[DATA SUPPLIED Boundary: Start]
PR #93, opened 2025-05-22
feat: add snapshot queue for downloaded snapshots

AlexBrandes:
Splits snapshot processing into two processes that pass data through a queue:
- Producer that downloads and validates snapshots then pushes them to a queue
- Consumer that pulls snapshots in sequence from the queue as they become available

### DIFF
--- a/src/main/scala/org/constellation/snapshotstreaming/SnapshotProcessor.scala
+++ b/src/main/scala/org/constellation/snapshotstreaming/SnapshotProcessor.scala
@@ -4,10 +4,17 @@ import java.time.{Instant, LocalDateTime, ZoneId}
 import cats.data.{NonEmptyList, Validated}
 import cats.effect._
 import cats.effect.implicits.clockOps
-import cats.effect.std.{Console, Random}
+import cats.effect.std.{Console, Queue, Random}
 import cats.syntax.all._
-import cats.{Applicative, Parallel}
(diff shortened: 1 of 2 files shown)


src/main/scala/org/constellation/snapshotstreaming/SnapshotProcessor.scala
```diff
@@ -202,111 +217,142 @@ object SnapshotProcessor {
...
+          .evalTap { snapshot =>
+            queue.size.flatMap { size =>
+              logger.info(
+                s"Consumer: Starting to process snapshot ${getSnapshotReference(snapshot.snapshot)}. Queue size: $size"
+              )
+            }
+          }
+          .evalMap { snapshot =>
+            val hasher = HasherSelector[F].getForOrdinal(snapshot.snapshot.ordinal)
+            store(snapshot, hasher)
```
ryle-goehausen: Is this store lazily evaluated ? Need to load this in IDE, but this call isn't pipelined with `>>`

ryle-goehausen: Yeah it's an F return, so need >>

AlexBrandes: Good catch - fixed

marcus-girolneto (approved):
Looks good to me, great idea btw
[DATA SUPPLIED Boundary: End]
> _WHAT TO PRODUCE_
From the data above, state how many lines hold the string "Console", and give the number without other words.

> _EXERCISE ANSWER_
2